*Exercise material:*
PR #18886, opened 2021-05-24
[formrecognizer] add version info on models

catalinaperalta:


sdk/formrecognizer/azure-ai-formrecognizer/azure/ai/formrecognizer/_models.py
```diff
@@ -132,6 +132,9 @@ class Point(namedtuple("Point", "x y")):
 
     :ivar float x: x-coordinate
     :ivar float y: y-coordinate
+
```
kristapratico, line 135: I'm confused - I thought we already added this and it does show up in master? https://github.com/Azure/azure-sdk-for-python/blob/master/sdk/formrecognizer/azure-ai-formrecognizer/azure/ai/formrecognizer/_models.py#L136

catalinaperalta: Oh you're right. I was checking and I didnt see if for some reason so I thought I never pushed it. 😮 Well then I'm just going to close this PR. Thanks for showing me that! Sorry about the confusion!

kristapratico: No problem! Just curious why the diff shows that it's not there. I wonder if it's because it's from your forked master -> master. Weird

catalinaperalta: Yeah the diff is what really threw me for a loop

PR #18904, opened 2021-05-25
[STG78] Added Quick Query Parquet Dialect

tasherif-msft:


sdk/storage/azure-storage-blob/tests/test_quick_query.py
```diff
@@ -936,4 +936,52 @@ def on_error(error):
...
+
+        blob_name = self._get_blob_reference()
+        blob_client = bsc.get_blob_client(self.container_name, blob_name)
+        parquet_path = os.path.abspath(os.path.join(os.path.abspath(__file__), "..", "./resources/parquet.parquet"))
+        with open(parquet_path, "rb") as parquet_data:
+            blob_client.upload_blob(parquet_data, overwrite=True)
+        errors = []
+
+        def on_error(error):
+            errors.append(error)
```
xiafu-msft, line 981: these seems not being used

shared_requirements.txt
```diff
@@ -156,7 +156,7 @@ pyjwt>=1.7.1
 #override azure-storage-file-share azure-core<2.0.0,>=1.10.0
 #override azure-storage-file-datalake azure-core<2.0.0,>=1.10.0
 #override azure-storage-file-datalake msrest>=0.6.21
-#override azure-storage-file-datalake azure-storage-blob<13.0.0,>=12.8.0b1
+#override azure-storage-file-datalake azure-storage-blob<13.0.0,>=12.9.0b1
```
tasherif-msft, line 159: Need to revert this since we no longer have a parquet dialect class

sdk/storage/azure-storage-file-datalake/tests/test_quick_query.py
```diff
@@ -866,4 +866,47 @@ def on_error(error):
...
+    @DataLakePreparer()
+    def test_quick_query_output_in_parquet_format(self, datalake_storage_account_name, datalake_storage_account_key):
+        # Arrange
+        self._setUp(datalake_storage_account_name, datalake_storage_account_key)
+        file_name = self._get_file_reference()
+        file_client = self.dsc.get_file_client(self.filesystem_name, file_name)
+        errors = []
+
+        def on_error(error):
+            errors.append(error)
```
xiafu-msft, line 900: these are not being used since there's no place checking if there were error during service processing the content

tasherif-msft: Yes my bad I forgot to remove these two lines! good catch

shared_requirements.txt
xiafu-msft, line 159: I forget if this worked previously, since the blob hasn't been released yet, is the pipeline smart enough to detect unreleased dependency? It seems what we did was releasing blob first then datalake while I cannot remember clearly.

tasherif-msft: I am reverting this change since I removed the ParquetDialect class. But usually yes we would need to do two releases as far as I remember - blob first then datalake. Though that might have changed

xiafu-msft (approved):

PR #18917, opened 2021-05-25
moving cog services nspkg to the nspkg folder

seankane-msft:


tjprescott (approved):
Thanks @seankane-msft!

PR #23518, opened 2022-03-15
Add Azure Account extension version requirement to Identity README

scottaddie:
Addresses https://github.com/Azure/azure-sdk-for-net/issues/27263


xiangyan99 (approved):

joshfree (approved):
We should link to the tracking issue for the fix; so that customers who find this text can then easily find the open github issue which tracks the fix for the problem they are experiencing.

PR #23525, opened 2022-03-15
[textanalytics] adjustments to tests for new sentiment analysis model

kristapratico:
tracking possible regressions here: https://msazure.visualstudio.com/Cognitive%20Services/_workitems/edit/13848227


iscai-msft (approved):
rip

PR #23555, opened 2022-03-17
[Release helper] fix bug

BigCat20196:
fix bug when assignee is None


scripts/release_helper/common.py
```diff
@@ -46,7 +46,7 @@ def __init__(self, issue_package: IssuePackage, request_repo_dict: Dict[str, Rep
                  assignee_candidates: Set[str], language_owner: Set[str]):
         self.issue_package = issue_package
         self.request_repo_dict = request_repo_dict
-        self.assignee = issue_package.issue.assignee.login
+        self.assignee = assignee.login if (assignee := issue_package.issue.assignee) else ''
```
msyyc, line 49: We had better not use some grammar which is only for higher python version since it may bring problem when we debug in local env

msyyc (approved):

PR #23570, opened 2022-03-17
[Storage] Fix generated code for service operations

jalauzon-msft:
The previous update to the generated code from the new version of autorest in #23497 broke any Service Operations where the URL path was just `/` in the Swagger. This was due to a bug in a newly introduced directive. This was causing Live Test auth failures for any tests involving a Service Operation.

This change fixes the directive and re-generates code for all packages.


iscai-msft (approved):
thanks @jalauzon-msft !

vincenttran-msft (approved):

jalauzon-msft:
Failing live tests due to known issue with `azure-core` will override and merge

jalauzon-msft:
Failing live tests due to known issue with `azure-core` will override and merge

jalauzon-msft:
Live test failure was known flaky test. Will override.

PR #23578, opened 2022-03-18
[core] loosen check on stream input

iscai-msft:
Right now we're more stringent about `content` input, we expect it to be str / bytes or an iterable / asynciterable. This impacts storage live tests and is also incorrect because we should allow inputs with just a `read()` proeprty. I'm switching my code to be more like the pipeline transport code [here](https://github.com/Azure/azure-sdk-for-python/blob/main/sdk/core/azure-core/azure/core/pipeline/transport/_base.py#L243) and duck-typing instead.

Also at the same time, saw a gap to get rid of some `py2/py3` code, so did some code unification as well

*What to produce:*
Go through the entries and restate each one exactly.

*Response:*
PR #18886, opened 2021-05-24
[formrecognizer] add version info on models

catalinaperalta:


sdk/formrecognizer/azure-ai-formrecognizer/azure/ai/formrecognizer/_models.py
```diff
@@ -132,6 +132,9 @@ class Point(namedtuple("Point", "x y")):
 
     :ivar float x: x-coordinate
     :ivar float y: y-coordinate
+
```
kristapratico, line 135: I'm confused - I thought we already added this and it does show up in master? https://github.com/Azure/azure-sdk-for-python/blob/master/sdk/formrecognizer/azure-ai-formrecognizer/azure/ai/formrecognizer/_models.py#L136

catalinaperalta: Oh you're right. I was checking and I didnt see if for some reason so I thought I never pushed it. 😮 Well then I'm just going to close this PR. Thanks for showing me that! Sorry about the confusion!

kristapratico: No problem! Just curious why the diff shows that it's not there. I wonder if it's because it's from your forked master -> master. Weird

catalinaperalta: Yeah the diff is what really threw me for a loop

PR #18904, opened 2021-05-25
[STG78] Added Quick Query Parquet Dialect

tasherif-msft:


sdk/storage/azure-storage-blob/tests/test_quick_query.py
```diff
@@ -936,4 +936,52 @@ def on_error(error):
...
+
+        blob_name = self._get_blob_reference()
+        blob_client = bsc.get_blob_client(self.container_name, blob_name)
+        parquet_path = os.path.abspath(os.path.join(os.path.abspath(__file__), "..", "./resources/parquet.parquet"))
+        with open(parquet_path, "rb") as parquet_data:
+            blob_client.upload_blob(parquet_data, overwrite=True)
+        errors = []
+
+        def on_error(error):
+            errors.append(error)
```
xiafu-msft, line 981: these seems not being used

shared_requirements.txt
```diff
@@ -156,7 +156,7 @@ pyjwt>=1.7.1
 #override azure-storage-file-share azure-core<2.0.0,>=1.10.0
 #override azure-storage-file-datalake azure-core<2.0.0,>=1.10.0
 #override azure-storage-file-datalake msrest>=0.6.21
-#override azure-storage-file-datalake azure-storage-blob<13.0.0,>=12.8.0b1
+#override azure-storage-file-datalake azure-storage-blob<13.0.0,>=12.9.0b1
```
tasherif-msft, line 159: Need to revert this since we no longer have a parquet dialect class

sdk/storage/azure-storage-file-datalake/tests/test_quick_query.py
```diff
@@ -866,4 +866,47 @@ def on_error(error):
...
+    @DataLakePreparer()
+    def test_quick_query_output_in_parquet_format(self, datalake_storage_account_name, datalake_storage_account_key):
+        # Arrange
+        self._setUp(datalake_storage_account_name, datalake_storage_account_key)
+        file_name = self._get_file_reference()
+        file_client = self.dsc.get_file_client(self.filesystem_name, file_name)
+        errors = []
+
+        def on_error(error):
+            errors.append(error)
```
xiafu-msft, line 900: these are not being used since there's no place checking if there were error during service processing the content

tasherif-msft: Yes my bad I forgot to remove these two lines! good catch

shared_requirements.txt
xiafu-msft, line 159: I forget if this worked previously, since the blob hasn't been released yet, is the pipeline smart enough to detect unreleased dependency? It seems what we did was releasing blob first then datalake while I cannot remember clearly.

tasherif-msft: I am reverting this change since I removed the ParquetDialect class. But usually yes we would need to do two releases as far as I remember - blob first then datalake. Though that might have changed

xiafu-msft (approved):

PR #18917, opened 2021-05-25
moving cog services nspkg to the nspkg folder

seankane-msft:


tjprescott (approved):
Thanks @seankane-msft!

PR #23518, opened 2022-03-15
Add Azure Account extension version requirement to Identity README

scottaddie:
Addresses https://github.com/Azure/azure-sdk-for-net/issues/27263


xiangyan99 (approved):

joshfree (approved):
We should link to the tracking issue for the fix; so that customers who find this text can then easily find the open github issue which tracks the fix for the problem they are experiencing.

PR #23525, opened 2022-03-15
[textanalytics] adjustments to tests for new sentiment analysis model

kristapratico:
tracking possible regressions here: https://msazure.visualstudio.com/Cognitive%20Services/_workitems/edit/13848227


iscai-msft (approved):
rip

PR #23555, opened 2022-03-17
[Release helper] fix bug

BigCat20196:
fix bug when assignee is None


scripts/release_helper/common.py
```diff
@@ -46,7 +46,7 @@ def __init__(self, issue_package: IssuePackage, request_repo_dict: Dict[str, Rep
                  assignee_candidates: Set[str], language_owner: Set[str]):
         self.issue_package = issue_package
         self.request_repo_dict = request_repo_dict
-        self.assignee = issue_package.issue.assignee.login
+        self.assignee = assignee.login if (assignee := issue_package.issue.assignee) else ''
```
msyyc, line 49: We had better not use some grammar which is only for higher python version since it may bring problem when we debug in local env

msyyc (approved):

PR #23570, opened 2022-03-17
[Storage] Fix generated code for service operations

jalauzon-msft:
The previous update to the generated code from the new version of autorest in #23497 broke any Service Operations where the URL path was just `/` in the Swagger. This was due to a bug in a newly introduced directive. This was causing Live Test auth failures for any tests involving a Service Operation.

This change fixes the directive and re-generates code for all packages.


iscai-msft (approved):
thanks @jalauzon-msft !

vincenttran-msft (approved):

jalauzon-msft:
Failing live tests due to known issue with `azure-core` will override and merge

jalauzon-msft:
Failing live tests due to known issue with `azure-core` will override and merge

jalauzon-msft:
Live test failure was known flaky test. Will override.

PR #23578, opened 2022-03-18
[core] loosen check on stream input

iscai-msft:
Right now we're more stringent about `content` input, we expect it to be str / bytes or an iterable / asynciterable. This impacts storage live tests and is also incorrect because we should allow inputs with just a `read()` proeprty. I'm switching my code to be more like the pipeline transport code [here](https://github.com/Azure/azure-sdk-for-python/blob/main/sdk/core/azure-core/azure/core/pipeline/transport/_base.py#L243) and duck-typing instead.

Also at the same time, saw a gap to get rid of some `py2/py3` code, so did some code unification as well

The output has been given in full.